# Moving MCCs, Switchgear, UPSs, Etc.



## alex.ard

I work for a company installing MCCs, Switchgear, UPSs, and other electrical components into skids. These things are really heavy and there is no supports from above to use a chain pull. Is there an easier way to set these things than with prybars crowbars, and sledgehammers? I was thinking of air gliders that are used for moving appliances but I can find one rated for more than 800 lbs. Any suggestions or information on how to make these tasks easier, safer, and quicker are greatly appreciated


----------



## Cow

I can't speak to the UPS', but all the MCC's, SWBD's and the like all have picking eyes on the brands we buy. So I don't know what to tell you there....

We have been known to sling and cinch around some cabinets that did not have picking eyes though. Folks can get pretty creative with rigging to ease the workload when the situation calls for it.
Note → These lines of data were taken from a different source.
PR #259, opened 2025-05-09
Accessor to return NestedDtype flat series

hombit:
Adding support of inner nested fields returned by `.nest["inner_nested"]` and `.nest.to_flat()`


dougbrn (approved):
Nice, thank you!

PR #260, opened 2025-05-09
Autocast list-struct columns to nested

hombit:
In `NestedFrame`, on construction or a new column assignment, check all the columns, and cast arrow list-struct columns to nested.


dougbrn (approved):
LGTM

PR #264, opened 2025-05-12
Add .nest.to_flatten_inner

hombit:
This adds a niche accessor method to "explode" an inner nested frame into the outer nested frame. It basically the same as nf.join(nf.nested.nest.to_flat()), but applied to each "higher" level nested row.

It should be useful for the cases when nested series was nested one more time with `NestedFrame.add_nested` and supposed to be flatten after that. It may be used as a part of ZTF DR22 cross-matching pipeline to concatenate multiple light-curves matched to a single object into a single multi-band light-curve.

### DIFF
--- a/src/nested_pandas/series/accessor.py
+++ b/src/nested_pandas/series/accessor.py
@@ -12,7 +12,7 @@ from numpy.typing import ArrayLike
 from pandas.api.extensions import register_series_accessor
 
 from nested_pandas.series.dtype import NestedDtype
-from nested_pandas.series.packer import pack_sorted_df_into_struct
+from nested_pandas.series.packer import pack_flat, pack_sorted_df_into_struct
 from nested_pandas.series.utils import nested_types_mapper
 
 __all__ = ["NestSeriesAccessor"]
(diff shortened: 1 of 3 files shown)


tests/nested_pandas/series/test_accessor.py
```diff
@@ -1073,3 +1073,37 @@ def test_get_list_index():
...
+def test_to_flatten_inner():
+    """Test .nest.to_flatten_inner()"""
+    nf = generate_data(10, 2)
+    nf["a"] = nf["a"].astype(pd.ArrowDtype(pa.float64()))
+    nf["b"] = nf["b"].astype(pd.ArrowDtype(pa.float64()))
+    nf = nf.assign(id=np.repeat(np.r_[0:5], 2))
+    nf = nf.rename(columns={"nested": "inner"})
+    nnf = NestedFrame.from_flat(nf, base_columns=[], on="id", name="outer")
+
+    # outer = nnf["outer"]
```
dougbrn, line 1087: remove commented out code? Or is it being kept for later?

src/nested_pandas/series/accessor.py
```diff
@@ -540,3 +540,94 @@ def clear(self) -> None:
...
+
+    def to_flatten_inner(self, field: str) -> pd.Series:
+        """Explode the nested inner field and return as a pd.Series
+
+        Works for the case of multiple nesting only, the field must represent
+        a nested series.
+
+        Each row of this Series is changed in the following way:
+        1. Each nested item in the given field is converted to a "flat" frame.
+        2. All items of other fields are repeated as many times as that frame
```
dougbrn, line 552: Is the expectation here that this will only work for doubly nested structures and not triply+ nested structures

dougbrn (approved):
Looks good just a question and a potential cleanup

tests/nested_pandas/series/test_accessor.py
hombit: Thanks!

src/nested_pandas/series/accessor.py
hombit: This works to flat the second level only, the third level will become the second level after that. Could you please suggest a docstring improvement?..

src/nested_pandas/series/accessor.py
```diff
@@ -540,3 +540,94 @@ def clear(self) -> None:
...
         raise NotImplementedError("Cannot delete fields from nested series")
+
+    def to_flatten_inner(self, field: str) -> pd.Series:
+        """Explode the nested inner field and return as a pd.Series
+
+        Works for the case of multiple nesting only, the field must represent
+        a nested series.
+
+        Each row of this Series is changed in the following way:
+        1. Each nested item in the given field is converted to a "flat" frame.
```
dougbrn, line 551:
```suggestion
        1. Each nested item in the given field is converted to a "flat" frame. If a nested item contains fields that are also nested, those are brought up as their own nested structures in the resulting "flat" frame.
```

PR #265, opened 2025-05-13
fix slow html_repr at scale

### LINKED ISSUE #262: Display of a single nested file loaded from parquet hangs indefinitely
Displaying a single nestedFrame loaded from parquet file hangs indefinitely. 

Following suggestions from this [thread](https://discovery-alliance.slack.com/archives/C04610PQW9F/p1746976462640049) I look at print statements:

```table = pq.read_table("/sdf/data/rubin/shared/lsdb_commissioning/mock_dp1/object_collection/object_lc/dataset/Norder=3/Dir=0/Npix=562.parquet")
df = table.to_pandas() 
%timeit print(df);
```
gives 
> 29 ms ± 124 μs per loop

while doing 

```from nested_pandas import NestedFrame, read_parquet
nested_df = read_parquet("/sdf/data/rubin/shared/lsdb_commissioning/mock_dp1/object_collection/object_lc/dataset/Norder=3/Dir=0/Npix=562.parquet")
%timeit print(nested_df)
```
gives
> 70.2 ms ± 342 μs per loop

But just plainly trying to run
`nested_df`
in Jupyter notebook is took 11 minutes and 10 seconds.

dougbrn:
Closes #262.

The culprit seems to be the html_repr code, as there's a lot of styling happening that currently is being applied to every row in the dataframe, even if just a small subset is displayed. This PR fixes this by truncating the html dataframe upfront, avoiding excess styling.

I verified that this codeblock reproduces the issue:
```
from nested_pandas.datasets import generate_data
nf = generate_data(270000,13,seed=1)
nf
```

This PR resolves the very slow behavior for this codeblock, and I also verify that it resolves the slowdown for the specific case in #262

### DIFF
--- a/src/nested_pandas/nestedframe/core.py
+++ b/src/nested_pandas/nestedframe/core.py
@@ -131,9 +131,16 @@ class NestedFrame(pd.DataFrame):
                 return None
             return chunk.to_html(max_rows=1, max_cols=5, show_dimensions=True, index=False, header=False)
 
+        # Handle sizing, trim html dataframe if output will be truncated
+        df_shape = self.shape
+        if pd.get_option("display.max_rows") is None or df_shape[0] > pd.get_option("display.max_rows"):
+            html_df = self.head(pd.get_option("display.min_rows") + 1)
+        else:
+            html_df = self.copy()
+
         # replace index to ensure proper behavior for duplicate index values
-        index_values = self.index
-        html_df = self.reset_index(drop=True)
+        index_values = html_df.index
+        html_df = html_df.reset_index(drop=True)
 
         # Apply repacking to all nested columns
         repr = html_df.style.format(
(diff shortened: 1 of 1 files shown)


src/nested_pandas/nestedframe/core.py
```diff
@@ -153,14 +160,14 @@ def map_true_index(index):
         # Recover some truncation formatting, limited to head truncation
         if pd.get_option("display.max_rows") is None:
             return repr.to_html(max_rows=0)
-        elif repr.data.shape[0] > pd.get_option("display.max_rows"):
+        elif df_shape[0] > pd.get_option("display.max_rows"):
```
gitosaurus, line 163: I think I understand this change.  Is the idea to avoid creating a monster HTML representation *first* and then clipping it?  Or is it about having an accurate count of the original shape (`df_shape`) for the test?  (Or both, actually, is what it looks like.  I believe I understand now.)

gitosaurus (approved):
Looks good!  The logic is compact enough that maybe it could use a couple of comments to explain motivation.

src/nested_pandas/nestedframe/core.py
dougbrn: Right, the change to df_shape here is basically what you describe, but more specifically because repr.data may now be truncated, we want to use the original shape information to determine the truncation setting to display (basically to preserve the "..." that you see at the end of a truncated dataframe).

Issue #270, opened 2025-05-20
Use NestedFrame for element representation


hombit:
**Feature request**

Use `NestedFrame` instead of `pd.DataFrame` when accessing a single nested element, e.g. with `nested_series.iloc[0]`. We also need a benchmark for that, because pandas data-frame construction is already a bottle-neck and we wouldn't like to make it much worse.

**Before submitting**
Please check the following:

- [x] I have described the purpose of the suggested change, specifying what I need the enhancement to accomplish, i.e. what problem it solves.
- [ ] I have included any relevant links, screenshots, environment information, and data relevant to implementing the requested feature, as well as pseudocode for how I want to access the new functionality.
- [ ] If I have ideas for how the new feature could be implemented, I have provided explanations and/or pseudocode and/or task lists for the steps.

PR #271, opened 2025-05-20
Propagate inner nested columns to elements

hombit:
Use inner nested dtypes for "element" data-frames. I think we should also use `NestedFrame` for the output, but I'd like to have a benchmark for that, so I opened https://github.com/lincc-frameworks/nested-pandas/issues/270


dougbrn (approved):
LGTM!

dougbrn (approved):
Looks good with new changes

PR #281, opened 2025-06-06
Add `from_pyarrow` method to load nested frame from pyarrow table

smcguire-cmu:
Refactors the `read_parquet` method to allow for loading a nested frame from a pyarrow table.


dougbrn (approved):
Nice, thanks @smcguire-cmu !

PR #289, opened 2025-06-16
Autocast lists option for read_parquet

### LINKED ISSUE #268: Autocast List Columns?
**Feature request**
Have been playing with this idea for the last day or so, where essentially; if we think that nested columns are a more supported interface than lists, why not just cast them directly?

The main case I'm thinking of is on read, with the option to turn it off via a kwarg (`cast_lists`). The obvious issue being that if there are multiple lists that are part of the same structure, our casting would produce multiple separate nested columns, but it may be easier from an API perspective for users to combine those nested columns into a single column (potentially using a new function called `combine_nested`) rather than using the nest_lists interface, e.g.
```
import nested_pandas as npd
nf = npd.read_parquet("input.parquet") # has list-columns; flux, mjd, band

# nf has 3 nested structures; flux (with sub-column flux), mjd (with subcolumn mjd), and band (with subcolumn band)

# create a single nested structure
nf = nf.combine_nested(["flux", "mjd","band"], name="lc")
# now nf has 1 nested structure; lc (with sub-columns flux, mjd, and band)
```

The strength of this is that it's more clear to users that flux, mjd and band are related because the nested representation will provide the dimensionality of the lists, so you can more easily see what fields are equal length. With lists, you need to either go off name context or check the lengths yourself.

Another strength is that these columns are usable right away in the API for filtering, counting, reduce, etc. You could even avoid the combination step if you just wanted to use the columns for reduce right after loading.

The downsides I see are that there's some overhead to casting this, and generating the offsets with potential duplication of offsets in cases like above.

**Before submitting**
Please check the following:

dougbrn:
Closes #268

### DIFF
--- a/benchmarks/benchmarks.py
+++ b/benchmarks/benchmarks.py
@@ -7,6 +7,7 @@ import numpy as np
 import pandas as pd
 import pyarrow as pa
 from nested_pandas import NestedDtype, NestedFrame, datasets
+from nested_pandas.utils import count_nested
 
 
 class AssignSingleDfToNestedSeries:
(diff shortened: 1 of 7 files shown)


dougbrn:
merge/rebase mucked this up, opening fresh pr

PR #307, opened 2025-07-11
added min function

Graciaaa3:
## Change Description

Added the min() function extension to work for nested structure. 

## Solution Description

The inherited min() function from pandas will throw an error for nested structure. The min() function for nested-pandas extends that by allowing client to indicate whether to include the nested columns or not with an extra parameter. The min() extension only supports column-wise minimum with a default to skip missing values. 

Still need to finish the example part for docstring and adding unit tests to test the implementation.

## Code Quality
- [ ] My code builds (or compiles) cleanly without any errors or warnings

### New Feature Checklist

### DIFF
--- a/src/nested_pandas/nestedframe/core.py
+++ b/src/nested_pandas/nestedframe/core.py
@@ -63,7 +63,9 @@ class NestedFrame(pd.DataFrame):
             if not isinstance(dtype, pd.ArrowDtype):
                 continue
             pa_type = dtype.pyarrow_dtype
-            if not is_pa_type_a_list(pa_type) and not (struct_list and pa.types.is_struct(pa_type)):
+            if not is_pa_type_a_list(pa_type) and not (
+                struct_list and pa.types.is_struct(pa_type)
+            ):
                 continue
             try:
                 nested_dtype = NestedDtype(pa_type)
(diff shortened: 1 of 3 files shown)


src/nested_pandas/nestedframe/core.py
```diff
@@ -673,6 +673,71 @@ def drop(
...
+        # handle the nested columns:
+        # collect mins for all nested columns as a list, each is a series
+        nested_mins = []
+        for nest_col in self.nested_columns:
+            nested_df = self[nest_col].nest.to_flat()  # returns a DataFrame
+
+            # prefix column to indicate source
+            nested_df.columns = [f"{nest_col}." + col for col in nested_df.columns]
+
+            # compute min on falt DataFrame
```
dougbrn, line 732: very minor: falt -> flat

src/nested_pandas/nestedframe/core.py
```diff
@@ -673,6 +673,71 @@ def drop(
...
+
+        Returns
+        -------
+        pd.Series 
+
+        Examples
+        --------
+
+        """
+
```
dougbrn, line 713: up front, I think it would be good to check if there are no nested columns, in which case, just return the super().min(**kwargs). That way we can more reliably have min behave exactly like pandas min for "normal" dataframes.

dougbrn (commented):
This is looking good so far @Graciaaa3 ! Just left two minor comments, and yeah filling out the examples section and writing some tests are good next steps

src/nested_pandas/nestedframe/core.py
```diff
@@ -673,6 +673,79 @@ def drop(
...
+        # if no nested columns, directly call super min
+        if not self.nested_columns:
+            return super().min(numeric_only=numeric_only, **kwargs)
+    
+        # handle base columns
+        base_col = [col for col in self.columns if col not in self.nested_columns]
+        # need to check that base column is not empty???
```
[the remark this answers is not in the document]
Graciaaa3: resolved

src/nested_pandas/nestedframe/core.py
```diff
@@ -693,6 +707,77 @@ def drop(
...
+        a              0.000114
+        b              0.184677
+        nested.t       0.547752
+        nested.flux    1.828828
+        nested.band           g
+        dtype: object
+
+        """
+
+        # if no nested columns, directly call super min
```
gitosaurus, line 757: This comment is not necessary, since the code that follows it is perfectly clear.

PR #311, opened 2025-07-18
Use intersphinx to be able to directly reference Pandas methods.

gitosaurus:
Also fix some misspoken docstrings as an example of this new capability.

## Change Description

Enable the ability to reference Pandas methods from nested-pandas docstrings so that they render in the final HTML documentation as legible, clickable links.

## Code Quality

### New Feature Checklist
- [X] I have added or updated the docstrings associated with my feature using the [NumPy docstring format](https://numpydoc.readthedocs.io/en/latest/format.html)

### Documentation Change Checklist
- [X] Any updated docstrings use the [NumPy docstring format](https://numpydoc.readthedocs.io/en/latest/format.html)

### DIFF
--- a/docs/conf.py
+++ b/docs/conf.py
@@ -61,7 +61,6 @@ autosummary_imported_members = True
 intersphinx_mapping = {
     "python": ("https://docs.python.org/3", None),
     "pandas": ("https://pandas.pydata.org/pandas-docs/stable/", None),
-    "pyarrow": ("https://arrow.apache.org/docs/python", None),
     "numpy": ("https://numpy.org/doc/stable/", None),  # optional but handy
 }
 


docs/conf.py
```diff
@@ -52,6 +58,12 @@
 # Customize display of autosummary entries
 autosummary_imported_members = True
 
+intersphinx_mapping = {
+    "python": ("https://docs.python.org/3", None),
+    "pandas": ("https://pandas.pydata.org/pandas-docs/stable/", None),
+    "numpy": ("https://numpy.org/doc/stable/", None),  # optional but handy
```
dougbrn, line 64: Not sure if we have any links, but adding pyarrow here might be good

Graciaaa3 (commented):
Documentation is making much more sense to me! intersphinx is amazing :)

docs/conf.py
gitosaurus: Great idea!  Will do.

gitosaurus: Unfortunately, I had to revert the change, since pyarrow doesn't have an intersphinx inventory like the other packages.

dougbrn (approved):
Looks good! The rtd fail does look like the url issue with sdss spectra, so hopefully that builds properly when merged

PR #322, opened 2025-08-05
adding describe

Graciaaa3:
## Change Description

Added the describe() function extension to work for nested structure.

## Solution Description

Extending the describe function to work for nested frame. Apply the `super().describe()` on base columns and handles the nested columns separately by applying `.nest.to_flat()` to each column and calls describe() on the resulting flat DataFrame. Column names are prefixed with <nested_col>. for clarity. The basic behavior is similar to pandas' describe, with an extra `exclude_nest=`to return only base column stats if set to True.

Because each part is handled separately, if certain columns don't match the include/exclude criteria (e.g., object), they are skipped instead of raising an error. If no columns match the criteria, a combined ValueError is raised listing the errors encountered.

Due to the way nested columns store data with PyArrow, the strings in nested columns are not included in object datatype as they are not being casted. 

## Code Quality

### New Feature Checklist
- [x] I have updated the tutorial to highlight my new feature (if appropriate)
- [x] I have added unit/End-to-End (E2E) test cases to cover my new feature

### DIFF
--- a/src/nested_pandas/nestedframe/core.py
+++ b/src/nested_pandas/nestedframe/core.py
@@ -917,7 +917,7 @@ class NestedFrame(pd.DataFrame):
 
         result = []
         errors = []
-        check = ["Base_columns"]  # a list of all possible columns to call describe()
+        check = ["_base"]  # a list of all possible columns to call describe()
         if not exclude_nest:
             check.extend(self.nested_columns)
 
@@ -926,7 +926,7 @@ class NestedFrame(pd.DataFrame):
 
         for checkable in check:
             # check the base columns
-            if checkable == "Base_columns":
+            if checkable == "_base":
                 try:
                     base_col = [col for col in self.columns if col not in self.nested_columns]
                     base_desc = (


src/nested_pandas/nestedframe/core.py
```diff
@@ -858,6 +858,111 @@ def max(self, exclude_nest: bool = False, numeric_only: bool = False, **kwargs):
...
+
+        See Also
+        --------
+        :meth:`pandas.DataFrame.describe`
+
+        """
+
+        result = []
+        errors = []
+        check = ["Base_coloumns"]   # a list of all possible columns to call describe()
```
gitosaurus, line 919:
```suggestion
        check = ["Base_columns"]   # a list of all possible columns to call describe()
```

src/nested_pandas/nestedframe/core.py
```diff
@@ -858,6 +858,111 @@ def max(self, exclude_nest: bool = False, numeric_only: bool = False, **kwargs):
...
+        if not exclude_nest:
+            check.extend(self.nested_columns)
+
+        if not self.nested_columns:
+            return NestedFrame(super().describe(percentiles=percentiles, include=include, exclude=exclude))
+        else:
```
gitosaurus, line 925: Since you have an early return (which is good!) you don't need to put the rest of the function under an `else:`.  A pattern of handling edge conditions with a series of early returns makes the code more readable.  After all the edges are handled, then the function's main work takes place.

src/nested_pandas/nestedframe/core.py
```diff
@@ -858,6 +858,111 @@ def max(self, exclude_nest: bool = False, numeric_only: bool = False, **kwargs):
...
+            for checkable in check:
+                # check the base columns
+                if checkable == "Base_coloumns":
```
gitosaurus, line 928:
```suggestion
                if checkable == "Base_columns":
```

Since this is a piece of internal state, you can use a simple identifier like `"base"`.  It is also good practice to use a enum or constant for these things, so that spelling inconsistencies are caught by the linter.

src/nested_pandas/nestedframe/core.py
```diff
@@ -858,6 +858,111 @@ def max(self, exclude_nest: bool = False, numeric_only: bool = False, **kwargs):
...
+                    except ValueError as err:
+                        # continue if value error caused by no matching type for nested columns
+                        errors.append(f"Nested column '{checkable}': {err}")
+                        continue
+
+                    result.append(nested_desc)
+            
+        # if no result added, raise combined value error with all the error messages
+        if not result:
+            raise ValueError(f"All columns in {check} failed.\n" + "\n".join(errors))
```
gitosaurus, line 962: This reads really well, and it's quite clear what's happening! 😃

dougbrn (changes requested):
Looks great, just one request!

src/nested_pandas/nestedframe/core.py
Graciaaa3: Got it! I have deleted the `else` branch here.

src/nested_pandas/nestedframe/core.py
Graciaaa3: Corrected the typo

dougbrn (approved):
Nice, looks good. Great work @Graciaaa3 !

src/nested_pandas/nestedframe/core.py
```diff
@@ -858,6 +858,114 @@ def max(self, exclude_nest: bool = False, numeric_only: bool = False, **kwargs):
...
+
+        Generate descriptive statistics, including nested columns with prefix to indicate the source.
+
+        Descriptive statistics include those that summarize the central tendency,
+        dispersion and shape of a dataset's distribution, excluding NaN values,
+        similar to the behavior of `pandas.DataFrame.describe()`.
+
+        Nested columns use `pyarrow` data types for efficiency, which are not always
+        directly compatible with pandas' type-based filtering.
+        - pyarrow strings are not viewed as object type.
```
dougbrn, line 872: Minor Nit: I just gave an approval, but realized by viewing the [readthedocs build](https://nested-pandas--322.org.readthedocs.build/en/322/reference/api/nested_pandas.NestedFrame.describe.html) that the last two sentences are separated properly because you need a newline separating them in the docstring itself. Would be good to fix, but also very very minor

src/nested_pandas/nestedframe/core.py
```diff
@@ -858,6 +858,114 @@ def max(self, exclude_nest: bool = False, numeric_only: bool = False, **kwargs):
...
+        - numerical types from pyarrow (i.e., int, double) are still matched by pandas'
+          `np.number`, so filtering with `include=[np.number]` will include numeric nested columns.
```
dougbrn, line 874: Ah, and this is rendering as a callout box. Okay probably worth fixing these, just take a look at the readthedocs build link above and fix the markdown issues and this should be good.

Graciaaa3: Noted! I have made the change

gitosaurus (approved):
Looks good!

Remember, you only have one back. You don't want to find out what it feels like to have a bad back well before retirement because you work for a company that can't figure out how to pick gear safely and resorts to prying and bangin on everything to get it set in position. This is 2019, not 1919. 

Just sayin...


----------



## alex.ard

Cow said:


> I can't speak to the UPS', but all the MCC's, SWBD's and the like all have picking eyes on the brands we buy. So I don't know what to tell you there....
> 
> We have been known to sling and cinch around some cabinets that did not have picking eyes though. Folks can get pretty creative with rigging to ease the workload when the situation calls for it.
> 
> Remember, you only have one back. You don't want to find out what it feels like to have a bad back well before retirement because you work for a company that can't figure out how to pick gear safely and resorts to prying and bangin on everything to get it set in position. This is 2019, not 1919.
> 
> Just sayin...


Thanks for the response. I agree that there must be a better way that wont eventually cause injury. There are picking eyes on most of the equipment, but nothing to hoist off of and a gantry isn't getting into the building. What do you lift it with or by? 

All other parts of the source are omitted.